Personal information
- Born: June 30, 1996 (age 30) Austin, Texas, U.S.
- Listed height: 5 ft 11 in (1.80 m)
- Listed weight: 200 lb (91 kg)

Career information
- High school: St. Michael's Catholic Academy (Austin)
- College: Baylor
- NFL draft: 2020: undrafted

Career history
- Cleveland Browns (2020)*; Carolina Panthers (2020)*; Philadelphia Eagles (2020); Jacksonville Jaguars (2021)*; Michigan Panthers (2022); Seattle Seahawks (2022)*; Vegas Vipers (2023)*; San Antonio Brahmas (2023); Minnesota Vikings (2023)*;
- * Offseason or practice squad member only
- Stats at Pro Football Reference

= Jameson Houston =

American football player (born 1996)

Jameson Houston (born June 30, 1996) is an American former professional football cornerback. He played college football at Baylor.

==Professional career==
===Cleveland Browns===
Houston was signed by the Cleveland Browns as an undrafted free agent. He was waived by the Browns on August 10, 2020.

===Carolina Panthers===
Houston was signed by the Carolina Panthers on August 28, 2020, after participating in a tryout, re-uniting him with his college coach Matt Rhule. He was waived on September 7, 2020, during final roster cuts.

===Philadelphia Eagles===
Houston was brought in for a tryout with the Philadelphia Eagles on November 20, 2020, and was signed to the team's practice squad on November 25. He was elevated to the active roster on December 12, December 19, and January 3, 2021, for the team's weeks 14, 15, and 17 games against the New Orleans Saints, Arizona Cardinals, and Washington Football Team, and reverted to the practice squad after each game. He signed a reserve/future contract with the Eagles on January 4, 2021.

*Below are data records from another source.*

PR #5909, opened 2026-07-18
feat(event-sourcing): make store-miss re-folds and cache lifecycle visible

0xdeafcafe:
## What changed

- added durable store-miss re-fold counters split into `first_touch` and `resumed`
- added a replay-size histogram with buckets `[1, 2, 5, 10, 25, 50, 100, 250, 1000]`
- instrumented both array and streamed store-miss re-fold paths without changing their existing logs or behavior
- counted Redis `DEL` failures after failed fold-cache `SET` operations
- added Gherkin coverage plus executor, cache, coalesced-batch, and real Prometheus registry tests

## Why

Store-miss re-folds dominate production re-fold cost but were only visible in short-lived logs. These metrics make the work trendable and distinguish expected first-touch rebuilds from resumed history replays, while exposing failed Redis cleanup separately.

## Validation

- `pnpm test:unit src/server/__tests__/metrics-instrumentation.unit.test.ts` — 33 tests passed
- focused fold executor and Redis cache unit suite — 43 tests passed
- `nice -n 19 ./node_modules/.bin/tsgo --noEmit --project ./tsconfig.tsgo.json` — passed
- `git diff --check 83129e09b...HEAD` — passed
- Biome check could not start because the checked-in 2.4.14 config is incompatible with the installed 2.5.1 CLI; this mismatch exists on the base branch

https://claude.ai/code/session_01Rxp9AeY1d18xEW7KnNCEt1

### DIFF
--- a/langwatch/src/server/event-sourcing/projections/foldProjectionExecutor.ts
+++ b/langwatch/src/server/event-sourcing/projections/foldProjectionExecutor.ts
@@ -63,6 +63,26 @@ function withOccurredAtHint(
   return { ...context, occurredAtMs: occurredAt };
 }
 
+/**
+ * Whether a re-folded history event pre-dates this delivery — i.e. the fold is
+ * RESUMING an aggregate that already had events, rather than touching it for
+ * the first time.
+ *
+ * Keyed on `event.id`, deliberately, and never on `idempotencyKey`. A retry
+ * delivery carries a NEW id but the SAME idempotency key as the earlier event
+ * it repeats, so keying on the idempotency key would read that earlier event as
+ * "one of the ones we just delivered" and mislabel resumed work as first touch.
+ * Both re-fold paths must share this predicate or the same persisted history
+ * reports different kinds depending on which loader the projection happens to
+ * use.
+ *
+ * This is distinct from the DEDUP key (`idempotencyKey || id`), which the
+ * streamed path still needs to collapse a raw, undeduplicated page.
+ */
+function isPreExisting(event: Event, deliveredIds: ReadonlySet<string>): boolean {
+  return !deliveredIds.has(event.id);
+}
+
 function recordStoreMissRefoldMetrics({
   projectionName,
   refoldEventCount,
@@ -388,8 +408,8 @@ export class FoldProjectionExecutor {
     if (history.length === 0) return null;
 
     const deliveredIds = new Set(delivered.map((event) => event.id));
-    const sawPreExisting = history.some(
-      (event) => !deliveredIds.has(event.id),
+    const sawPreExisting = history.some((event) =>
+      isPreExisting(event, deliveredIds),
     );
     recordStoreMissRefoldMetrics({
       projectionName: projection.name,
@@ -455,9 +475,10 @@ export class FoldProjectionExecutor {
     // instead of hanging the fold worker for the aggregate indefinitely.
     // 100k pages * 1000/page default covers a 100M-event aggregate.
     const MAX_PAGES = 100_000;
-    const deliveredDedupKeys = new Set(
-      delivered.map((event) => event.idempotencyKey || event.id),
-    );
+    // Two different keyings, on purpose — see `isPreExisting`. Dedup collapses
+    // a raw page by idempotency key; the resumed/first-touch classification
+    // keys on id so it matches the array path.
+    const deliveredIds = new Set(delivered.map((event) => event.id));
     const seen = new Set<string>();
     let state = projection.init();
     let after: { timestamp: number; eventId: string } | undefined;
@@ -485,7 +506,7 @@ export class FoldProjectionExecutor {
         const dedupKey = event.idempotencyKey || event.id;
         if (seen.has(dedupKey)) continue;
         seen.add(dedupKey);
-        if (!deliveredDedupKeys.has(dedupKey)) sawPreExisting = true;
+        if (isPreExisting(event, deliveredIds)) sawPreExisting = true;
         state = projection.apply(state, event as E);
         refoldEventCount++;
       }
--- a/langwatch/src/server/event-sourcing/projections/foldProjectionExecutor.ts
+++ b/langwatch/src/server/event-sourcing/projections/foldProjectionExecutor.ts
@@ -1,5 +1,9 @@
 import { createLogger } from "@langwatch/observability";
-import { incrementEsFoldRefoldTotal } from "~/server/metrics";
+import {
+  incrementEsFoldRefoldTotal,
+  incrementEsFoldStoreMissRefoldTotal,
+  observeEsFoldStoreMissRefoldEvents,
+} from "~/server/metrics";
 import type { Event } from "../domain/types";
 import type { FoldProjectionDefinition } from "./foldProjection.types";
 import type { ProjectionStoreContext } from "./projectionStoreContext";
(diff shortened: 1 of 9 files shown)


langwatch/src/server/event-sourcing/projections/foldProjectionExecutor.ts
```diff
@@ -448,6 +485,7 @@ export class FoldProjectionExecutor {
         const dedupKey = event.idempotencyKey || event.id;
         if (seen.has(dedupKey)) continue;
         seen.add(dedupKey);
+        if (!deliveredDedupKeys.has(dedupKey)) sawPreExisting = true;
```
langwatch-agent: **P2 - The streamed path classifies idempotency retries differently from the array path.** `eventLoaderUpTo` returns deduplicated history, so with an earlier event `e1` and delivered retry `e2` sharing key `K`, the array path sees history `[e1]` and labels the rebuild `resumed` (`e1.id !== e2.id`). The paged loader deliberately returns raw events, but this condition compares only idempotency keys: both `e1` and `e2` are `K`, so it reports `first_touch`.

That is the same persisted history and delivered batch taking the two supported loader routes, yet it emits different labels for the metric this PR adds specifically to distinguish resumed work. Define the predicate once over an equivalent deduplicated history representation (or otherwise make both paths use the same explicit semantics), and add a parity test with different event IDs sharing an idempotency key.

langwatch-agent (changes requested):
Request changes: 1 P2 telemetry-correctness issue in the streamed re-fold classification. Details are inline.

langwatch-agent (commented):
Second pass on this, deliberately aimed at different ground than the existing review so this is additive rather than a repeat. That earlier note already has the streamed-path classification issue; I hit the same fault line from the other side and it is broader than one path, see 2 below.

No blocking correctness bug here, and I could not find any behavior smuggled in beyond one log-level bump. My concern is narrower: as designed, these metrics will under-deliver on the goal the PR states, for three independent reasons.

First, on CI: the red `test` check is not yours. `sdk-python-ci` has failed on every branch for the last hour, all on the Python SDK examples with `RateLimitError: OpenAIException - You exceeded your current quota`. Raised separately.

### 1. The histogram ceiling sits an order of magnitude below the workload it is meant to measure

`metrics.ts:461` — `buckets: [1, 2, 5, 10, 25, 50, 100, 250, 1000]`.

The only two projections with `refoldOnStoreMiss: true` are `traceAnalytics` and `evaluationAnalytics`, and this codebase already documents their scale in the opposite direction: `traceAnalytics.foldProjection.ts:611-615` describes a hot trace as one where "a Claude Code session streams 100k+ events into one aggregate", and `foldProjectionExecutor.ts:456` sizes `MAX_PAGES` so that "100k pages * 1000/page default covers a 100M-event aggregate".

So a 40k-event re-fold and a 100k-event re-fold both land in `+Inf`, and `histogram_quantile(0.95, ...)` returns `+Inf`. The p95 panel is unusable in exactly the regime the PR body calls out as dominating production re-fold cost. Worth extending coverage into the 10k to 100k range.

### 2. `first_touch` vs `resumed` is computed from different identity keys in the two paths

The array path keys on `event.id` (`foldProjectionExecutor.ts:390-392`); the streamed path keys on `idempotencyKey || event.id` (`:458-460`, `:488`).

That difference is load-bearing, because `getEventsUpTo` returns `deduplicateEvents(processed)` (`abstractEventStore.ts:252`) and `deduplicateEvents` collapses same-`idempotencyKey` events across different EventIds, keeping the first (`eventStoreUtils.ts:120-136`). So when a command retry re-appends an event with a new EventId under the same idempotency key, the delivered batch carries the retry while history carries the original, and the array path's `history.some(e => !deliveredIds.has(e.id))` is true. A brand-new aggregate gets counted `resumed`.

The sting is that `evaluationAnalytics` takes the array path and `traceAnalytics` takes the streamed one, so the same event pattern reports opposite `kind` on the two projections. The streamed path's own doc comment at `:434-442` names this retry case explicitly; the array path just never got the same treatment. Defining the predicate once over an equivalent deduplicated representation would fix both this and the issue in the earlier review, and a parity test with distinct event IDs sharing an idempotency key would pin it.

### 3. `projection_name` carries two different vocabularies, so the new metrics cannot be joined to the existing ones

The new metrics are labelled with `projection.name`, which is camelCase: `traceAnalytics`, `evaluationAnalytics`. The existing `es_fold_cache_total` and `es_fold_cache_redis_error_total` are labelled with `keyPrefix`, which is snake_case: `trace_analytics`, `evaluation_analytics`, because `redisCachedFoldStore.ts` passes `this.keyPrefix` into a parameter named `projectionName`. Both label sets are named `projection_name` on the wire.

The obvious dashboard for this feature is the one correlating cache misses against re-fold cost. Any panel joining `es_fold_cache_total` and `es_fold_store_miss_refold_total` `on (projection_name)`, or grouping both `by (projection_name)`, returns empty or two disjoint series with no error. The mismatch predates this PR for `get`/`set`, but this PR extends it with `"del"` and adds new metrics on the other side of the divide, so it is worth settling here rather than inheriting it.

### Smaller

- **Array path counts attempts, streamed path counts completions.** `:394` records before the `apply` loop at `:417-420`; `:500` records after the streamed fold loop finishes. An event that deterministically throws inside `apply` and is retried by the queue inflates the counter and histogram once per retry on `evaluationAnalytics`, while the identical case records nothing on `traceAnalytics`.
- **Undocumented log-level change.** `redisCachedFoldStore.ts:133` moves "Redis SET failed after CH write" from `warn` to `error`. The body says the instrumentation lands "without changing their existing logs". This path is already handled and retried, so if anything alerts on error-level output from this logger, a transient Redis blip now pages where it did not before.
- **Spec assertion weakened rather than corrected.** `specs/event-sourcing/redis-fold-cache.feature:28` drops "with a 300-second TTL" for "only after the durable write succeeds". Dropping the literal is right since the TTL is env-overridable, but the replacement asserts nothing about expiry, so a regression that dropped `"EX", this.ttlSeconds` entirely and leaked a permanent key per aggregate would still pass.

### Checked and clean

- **Cardinality is fine**, which was my main worry going in. Every label value is a compile-time literal: `projection.name` is a `readonly name = "..."` field, `keyPrefix` is one of six literals in `pipelineRegistry.ts`. No projectId, traceId, aggregateId or user input reaches a label. Worst case is roughly 4 counter series and 2 histograms.
- **No double-counting.** `refoldUpToDelivered` has two call sites, and `executeBatch` delegates to `execute` when `matching.length === 1`, so both never fire for one delivery. Recording sits after the `return null` guards, so a no-op re-fold is not counted.
- **The DEL counter counts what it claims**, and the error handling is right: the DEL error is logged and swallowed with the existing justification that a surviving stale entry is safe, while the original SET error is rethrown so the queue still retries.
- **The `deliveredIds` refactor at `:414-415` is behavior-preserving**, including under duplicate ids within `delivered`.
- **Event-type filtering does not currently skew the split**, since both projections subscribe to their aggregate's full event catalog. It is latent though: a future projection subscribing to a subset would report `resumed` on every store miss.

langwatch/src/server/event-sourcing/projections/foldProjectionExecutor.ts
0xdeafcafe: Fixed in e8ae3e8e. You were right that these were the same history reporting different kinds.

The two paths were keyed differently:

- array: `history.some(e => !deliveredIds.has(e.id))` — by **event id**
- streamed: `deliveredDedupKeys` built from `idempotencyKey || id`, then compared against each page event's `dedupKey` — by **idempotency key** when one is present

So with earlier `e1` and delivered retry `e2` sharing key `K`: the array path sees deduplicated history `[e1]`, `e1.id ∉ {e2.id}` → `resumed`; the streamed path sees `e1.dedupKey = K ∈ {K}` → `first_touch`.

Extracted the predicate as `isPreExisting(event, deliveredIds)` and both paths now call it. Event id is the right key, and the JSDoc says why: a retry carries a new id but repeats an earlier event's key, so keying on the key reads the earlier event as one of the delivered ones and calls plainly-resumed work first touch. The streamed path keeps the idempotency key for **dedup** — a separate concern, since it still has to collapse a raw undeduplicated page.

Parity test added as you asked, driving one history with two events sharing a key through both loader routes:

```
it("reports resumed on the streamed path")
it("reports resumed on the array path too")
```

Verified it catches the defect: swapping `isPreExisting` back for the old key comparison fails the streamed case (`× reports resumed on the streamed path`, 1 failed | 6 passed) and passes with the fix. Full projections suite: 17 files, 164 tests green; tslsp clean.

0xdeafcafe:
Superseded by #5918. Stacked on #5908, whose design was removed there.

Refold visibility is still wanted — the surviving metric is `es_fold_refold_total{projection_name, outcome}`. An observability audit of #5918 flagged the remaining blind spots, chiefly that nothing distinguishes a cache miss on a retry from one on a fresh delivery.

===Jacksonville Jaguars===
On May 18, 2021, Houston was traded to the Jacksonville Jaguars along with a 2023 sixth-round pick in exchange for Josiah Scott. He was waived on August 24, 2021.

===Michigan Panthers===
Houston was selected with the fifth pick of the ninth round of the 2022 USFL draft by the Michigan Panthers.

===Seattle Seahawks===
On August 10, 2022, Houston signed with the Seattle Seahawks. He was waived on August 28.

===Vegas Vipers===
Houston was one of the defensive backs selected by the Vegas Vipers in the 2023 XFL draft. He was released during final roster cuts.

=== San Antonio Brahmas ===
Houston signed with the San Antonio Brahmas on April 11, 2023. He was released on July 10, 2023.

===Minnesota Vikings===
On August 25, 2023, Houston signed with the Minnesota Vikings. He was waived on August 28, 2023.